GOAL OF THE EXERCISE >>
Word by word and line by line, write out all of the records.

-- GIVEN ENTRIES follows --

PR #667, opened 2026-07-13
fix(swarm): wait for job.Runs directly in scheduler skip test

euxaristia:
### Problem
TestSchedulerSkipsWhilePreviousRuns intermittently failed on CI (observed on macOS) with `job runs=1 skipped=1, want 2/1`.

fireIfIdle's Spawn call (which the launcher's recorded() count observes) and run's subsequent job.incRuns() are sequential but distinct steps in the same scheduler goroutine. The test polled only the launcher's recorded count via waitFor, then asserted job.Runs immediately afterward with no wait of its own. Under contention, the scheduler goroutine could be preempted between those two steps, so the test's very next read caught a stale Runs value.

### Solution
Wait for job.Runs to actually reach 2 before asserting on it, instead of relying on the launcher's recorded count as a proxy for it.

Verified with `go test ./internal/swarm/... -run TestSchedulerSkipsWhilePreviousRuns -count=50 -race`, all passing.

## Summary by CodeRabbit

* **Tests**
  * Improved scheduler test reliability by waiting for job execution counts to update before making assertions.
  * Added clarification around the sequence of scheduler events during test execution.

### DIFF
--- a/internal/swarm/scheduler_test.go
+++ b/internal/swarm/scheduler_test.go
@@ -85,6 +85,14 @@ func TestSchedulerSkipsWhilePreviousRuns(t *testing.T) {
 	waitFor(t, "first done", func() bool { return sw.Coordinator().Summarize().Done == 1 })
 	ticks <- time.Time{}
 	waitFor(t, "second spawn", func() bool { return len(l.recorded()) == 2 })
+	// fireIfIdle's spawn (what "second spawn" observes via the launcher) and
+	// run's subsequent job.incRuns() are sequential but distinct steps in the
+	// scheduler's goroutine; wait for Runs itself rather than assuming the
+	// launcher recording it means the job's counter is updated too.
+	waitFor(t, "second run recorded", func() bool {
+		j, ok := findJob(sched.List(), id)
+		return ok && j.Runs == 2
+	})
 
 	j, ok := findJob(sched.List(), id)
 	if !ok {


jatmn (commented):
Thanks for the contribution. I do not see any actionable issues from my review.

@Vasanthdev2004 LGTM

Vasanthdev2004 (approved):
Verified the flake fix  the diff adds a waitFor on job.Runs == 2 before asserting, instead of treating the launcher recording the spawn as a proxy for the run counter. That's the right fix for the race: the spawn and the subsequent incRuns() are sequential but distinct steps in the scheduler goroutine, so the old proxy read could catch a stale Runs value. Ran the test 50x under -race and it's green. Approving.

gnanam1990 (approved):
## Verdict: Approve

Test-only fix for a real CI flake (`job runs=1 skipped=1, want 2/1` on macOS). The added `waitFor` on `job.Runs == 2` is the right fix.

## What looks good

- Root cause is correct: in `run()`, `fireIfIdle()` (launcher spawn) and `job.incRuns()` are sequential but distinct steps in the scheduler goroutine, so `len(l.recorded()) == 2` is not a reliable proxy for `Runs == 2`.
- Matches the existing pattern in this test (already waits on `j.Skipped == 1` before asserting).
- Comment explains the race without being noisy.
- CI green on all three OSes; @Vasanthdev2004 verified 50× under `-race`.

**Local verification** (merged latest `main`, no conflicts):
- `make lint` — pass
- `go test -race -count=50 ./internal/swarm/... -run TestSchedulerSkipsWhilePreviousRuns` — pass (50/50)

## Nits

- No linked `issue-approved` parent issue per CONTRIBUTING — acceptable for a maintainer CI flake fix.

## Issues

None.

kevincodex1 (approved):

-- GIVEN ENTRIES concluded --

ANSWER SECTION >>
PR #667, opened 2026-07-13
fix(swarm): wait for job.Runs directly in scheduler skip test

euxaristia:
### Problem
TestSchedulerSkipsWhilePreviousRuns intermittently failed on CI (observed on macOS) with `job runs=1 skipped=1, want 2/1`.

fireIfIdle's Spawn call (which the launcher's recorded() count observes) and run's subsequent job.incRuns() are sequential but distinct steps in the same scheduler goroutine. The test polled only the launcher's recorded count via waitFor, then asserted job.Runs immediately afterward with no wait of its own. Under contention, the scheduler goroutine could be preempted between those two steps, so the test's very next read caught a stale Runs value.

### Solution
Wait for job.Runs to actually reach 2 before asserting on it, instead of relying on the launcher's recorded count as a proxy for it.

Verified with `go test ./internal/swarm/... -run TestSchedulerSkipsWhilePreviousRuns -count=50 -race`, all passing.

## Summary by CodeRabbit

* **Tests**
  * Improved scheduler test reliability by waiting for job execution counts to update before making assertions.
  * Added clarification around the sequence of scheduler events during test execution.

### DIFF
--- a/internal/swarm/scheduler_test.go
+++ b/internal/swarm/scheduler_test.go
@@ -85,6 +85,14 @@ func TestSchedulerSkipsWhilePreviousRuns(t *testing.T) {
 	waitFor(t, "first done", func() bool { return sw.Coordinator().Summarize().Done == 1 })
 	ticks <- time.Time{}
 	waitFor(t, "second spawn", func() bool { return len(l.recorded()) == 2 })
+	// fireIfIdle's spawn (what "second spawn" observes via the launcher) and
+	// run's subsequent job.incRuns() are sequential but distinct steps in the
+	// scheduler's goroutine; wait for Runs itself rather than assuming the
+	// launcher recording it means the job's counter is updated too.
+	waitFor(t, "second run recorded", func() bool {
+		j, ok := findJob(sched.List(), id)
+		return ok && j.Runs == 2
+	})
 
 	j, ok := findJob(sched.List(), id)
 	if !ok {


jatmn (commented):
Thanks for the contribution. I do not see any actionable issues from my review.

@Vasanthdev2004 LGTM

Vasanthdev2004 (approved):
Verified the flake fix  the diff adds a waitFor on job.Runs == 2 before asserting, instead of treating the launcher recording the spawn as a proxy for the run counter. That's the right fix for the race: the spawn and the subsequent incRuns() are sequential but distinct steps in the scheduler goroutine, so the old proxy read could catch a stale Runs value. Ran the test 50x under -race and it's green. Approving.

gnanam1990 (approved):
## Verdict: Approve

Test-only fix for a real CI flake (`job runs=1 skipped=1, want 2/1` on macOS). The added `waitFor` on `job.Runs == 2` is the right fix.

## What looks good

- Root cause is correct: in `run()`, `fireIfIdle()` (launcher spawn) and `job.incRuns()` are sequential but distinct steps in the scheduler goroutine, so `len(l.recorded()) == 2` is not a reliable proxy for `Runs == 2`.
- Matches the existing pattern in this test (already waits on `j.Skipped == 1` before asserting).
- Comment explains the race without being noisy.
- CI green on all three OSes; @Vasanthdev2004 verified 50× under `-race`.

**Local verification** (merged latest `main`, no conflicts):
- `make lint` — pass
- `go test -race -count=50 ./internal/swarm/... -run TestSchedulerSkipsWhilePreviousRuns` — pass (50/50)

## Nits

- No linked `issue-approved` parent issue per CONTRIBUTING — acceptable for a maintainer CI flake fix.

## Issues

None.

kevincodex1 (approved):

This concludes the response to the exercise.